Effects of Meth Use
Author: Shernide Delva
What is Meth?
Meth, or Methamphetamines, is a crystalline white odorless power that can be eaten, snorted, smoked or injected. Meth is known as Chalk, Crank, Crystal, Fire, and Glass among others. Meth affects the central nervous system and is a stimulant. It increases energy, awareness and alertness. In high doses, a user can feels a sense of euphoria. Although meth can be prescribed by a doctor, this is very rare. Meth is a street-drug usually made in illegal laboratories.
Meth has a high rate of dependency. If the user becomes dependent, they build a tolerance and need more and more of the substance to feel high. The high can last anywhere from 30 minutes to 12 hours. Meth can be taken orally, snorted, smoked or injected.
The uses of meth have negative effects on the body and the brain. Here are some short term and long term effects of meth use.
- Increased heart rate, blood pressure, body temperature
- Loss of appetite
- Panic and psychosis
- Bizarre, erratic, sometimes violent behavior
- Disturbed sleep patterns
- Liver, kidney and lung damage
- Respiratory problems if smoked
- Malnutrition, weight loss
- Severe tooth decay
- Damage to the brain: stroke and epilepsy
Meth can create a false sense of well-being and energy so a user will push their body further and faster than it is meant to go. Meth is infamous for the severe physical and mental breakdown, known as “crashes”, that occurs after the effects of the drug wear off.
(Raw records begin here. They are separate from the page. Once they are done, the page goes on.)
Issue #301, opened 2024-07-16
[feature request] Zip log file and start a new one when it grows past 10mb


Impa10r:
Currently, there is no limit how big your log file can be. So it becomes slow to open eventually. I suggest you borrow code from LND to archive it after 10mb size and start a new one.

PR #423, opened 2026-01-23
Adding log rotation using lumberjack

sergey3bv:
@YusukeShimizu
@nepet
Addressing #301

### DIFF
--- a/cmd/peerswaplnd/config_test.go
+++ b/cmd/peerswaplnd/config_test.go
@@ -11,6 +11,77 @@ import (
 	"github.com/vulpemventures/go-elements/network"
 )
 
+func TestLogRotationConfigValidate(t *testing.T) {
+	t.Parallel()
+
+	tests := []struct {
+		name    string
+		cfg     peerswaplnd.LogRotationConfig
+		wantErr bool
+	}{
+		{
+			name: "valid values",
+			cfg: peerswaplnd.LogRotationConfig{
+				MaxSize:    10,
+				MaxBackups: 5,
+				MaxAge:     28,
+				Compress:   true,
+			},
+			wantErr: false,
+		},
+		{
+			name: "maxsize zero",
+			cfg: peerswaplnd.LogRotationConfig{
+				MaxSize:    0,
+				MaxBackups: 5,
+				MaxAge:     28,
+			},
+			wantErr: true,
+		},
+		{
+			name: "maxsize negative",
+			cfg: peerswaplnd.LogRotationConfig{
+				MaxSize:    -1,
+				MaxBackups: 5,
+				MaxAge:     28,
+			},
+			wantErr: true,
+		},
+		{
+			name: "maxbackups negative",
+			cfg: peerswaplnd.LogRotationConfig{
+				MaxSize:    10,
+				MaxBackups: -1,
+				MaxAge:     28,
+			},
+			wantErr: true,
+		},
+		{
+			name: "maxage negative",
+			cfg: peerswaplnd.LogRotationConfig{
+				MaxSize:    10,
+				MaxBackups: 5,
+				MaxAge:     -1,
+			},
+			wantErr: true,
+		},
+	}
+
+	for _, tt := range tests {
+		tt := tt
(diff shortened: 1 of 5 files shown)


cmd/peerswaplnd/peerswapd/main.go
```diff
@@ -597,23 +596,26 @@ type LndLogger struct {
...
 }
 
-func NewLndLogger(cfg *peerswaplnd.PeerSwapConfig) (*LndLogger, func() error, error) {
-	logFile, err := os.OpenFile(filepath.Join(cfg.DataDir, "log"), os.O_RDWR|os.O_CREATE|os.O_APPEND, 0666)
-	if err != nil {
-		return nil, nil, err
-	}
-	w := io.MultiWriter(os.Stdout, logFile)
+func NewLndLogger(cfg *peerswaplnd.PeerSwapConfig) (*LndLogger, error) {
+	logFile := filepath.Join(cfg.DataDir)
```
YusukeShimizu: I may be missing something, but since lumberjack.Logger.Filename is currently set to cfg.DataDir, could this end up using a directory where a file path is expected?  
If that happens, wouldn’t it conflict with the later code that expects cfg.DataDir to remain a directory for swaps and peersync.db?
Would it make sense to set Filename to filepath.Join(cfg.DataDir, "log") and call os.MkdirAll(cfg.DataDir, 0755) before NewLndLogger(cfg)?

YusukeShimizu (changes requested):
Thank you for the log rotation update; this is a valuable improvement overall.  
I have one concern that looks blocking, so I’m marking this as request changes for now and would appreciate a quick confirmation.

cmd/peerswaplnd/peerswapd/main.go
sergey3bv: Great call, indeed Lumberjack waits for file path instead of directory

sergey3bv:
Hey, @YusukeShimizu, I updated the PR accordingly, could you please review it? Also are there any issues I can help with?

YusukeShimizu:
Thanks for addressing the earlier feedback and improving the log rotation overall!

If my understanding is correct, there are two points we might need to address before merging:

1. Existing nodes currently use <datadir>/log as a file, but it looks like this PR changes the same path into a directory. Please correct me if I'm wrong, but wouldn't this cause an in-place upgrade to fail at startup? We might need to add a migration step for the old file or keep the path backward-compatible.

2. It seems logrotation.maxsize, maxbackups, and maxage are being accepted without validation. I'm concerned that invalid values (especially maxsize <= 0) could silently break file logging rather than failing fast at startup.

Let me know your thoughts on this!

sergey3bv:
> 1. Existing nodes currently use /log as a file

As I am thinking about it now we can leave the current flow and store rotated logs nearby. For example, logs will still be written in `log` and rotated ones will be in `rotated_logs` or even in user provided location. This way PR will produce less friction, what do you think?

sergey3bv:
> 2\. I'm concerned that invalid values (especially maxsize <= 0) could silently break file logging

Good point, I will fix it right away

YusukeShimizu:
That sounds like a good direction to me. Keeping the active log at the current <datadir>/log path would avoid the upgrade compatibility issue, and it should reduce friction for existing deployments.

sergey3bv:
Hey, @YusukeShimizu, I have updated the PR accordingly, could you please take a look?

cmd/peerswaplnd/config_test.go
```diff
@@ -11,6 +11,77 @@ import (
...
+				MaxSize:    10,
+				MaxBackups: 5,
+				MaxAge:     -1,
+			},
+			wantErr: true,
+		},
+	}
+
+	for _, tt := range tests {
+		tt := tt
```
YusukeShimizu, line 71: [Nit] `tt := tt` looks unnecessary here

YusukeShimizu (approved):
LGTM, thanks for addressing this.  
The log rotation/compression behavior now matches the goal of issue #301, and the earlier datadir/log path and config validation concerns also look resolved.

Issue #394, opened 2025-07-30
[feature request] sanity checks for premium rates


xmrk-btc:
Please add some sanity checks to disallow setting premium rates which are not in node operator's interest. 
1. Check that SWAP_IN rate is negative or zero, and that SWAP_OUT rate is positive or zero. I saw one my peer doing exactly the opposite, his SWAP_OUT rate is negative, so he is paying people to "steal" his inbound liquidity. (Or maybe I am misinterpreting, but then my rates are wrong and sanity check would help me.)
2. Check that BTC_SWAP_IN_rate + BTC_SWAP_OUT_rate > 0 , likewise for LBTC. This is to prevent peers from profiting by doing SWAP_OUT and then SWAP_IN of same amount. Possible inconvenience here is that if I have to first  increase SWAP_OUT rate and then decrease SWAP_IN rate, doing it in reverse order could be disallowed by sanity check. So include such hint about the order of operations in the error message.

Meth is a very addictive drug because it works as a stimulant and releases dopamine, a chemical responsible for making us feel good. Dopamine is known as a “pleasure” neurotransmitter because it stimulates the receptors to release a rush of dopamine to the brain. Overtime, meth has been shown to have a neurotoxic effect on dopamine neurons and can induce Alzheimer’s and Parkinson’s like symptoms after long use.
The “Face” of Meth
Meth is a toxins and the body rids itself of toxins through the pore. Because of this, meth causes severe acne and an overall diseased look. Meth slows down the body’s ability to heal and repaid so any facial problems causes by meth will take a longer time to heal. Meth causes the blood vessels to constrict cutting oxygen-rich blood to the rest of the body, including the skin. Heavy meth use can weaken and destroy these blood vessels. When you abuse meth, you are killing your own flesh because you skin is not getting the oxygen it needs.
Meth Protein Brain Damage
A study published in Addiction Biology explored the potential role of declining levels of a protein called BDNF found in chronic meth abusers and addicts. BDNF provides the brain with critical protection by helping nerve cells grow, reach maturity and stay in good working order. The protein also plays an essential role in brain function because it supports the chemical and physical adaptations required to learn new things and retain memories.
After comparing a healthy brain with normal BDNF proteins to a brain of a meth addict, they found that the participants going through meth withdrawals consistently had lower levels of the BDNF protein in circulation compared to those who had never used the drug.
Based on the findings, they concluded that chronic meth abuse results in severe disruptions of the BDNF protein. In turn, this may lead to a decline in nerve cell protection which explains the brain damage associate with long term meth abuse. The study states that BDNF levels begin to increase after 30 days.
Meth addiction is one of the most difficult forms of addictions to treat. Chronic drug abusers experience heavy withdrawal symptoms when the drug use is abruptly stopped. Because of the withdrawal symptoms, most treatment centers administer several drugs to treat the withdrawal symptoms and cravings however the success rate it low. Please seek help if you or anyone you know is suffering from addiction.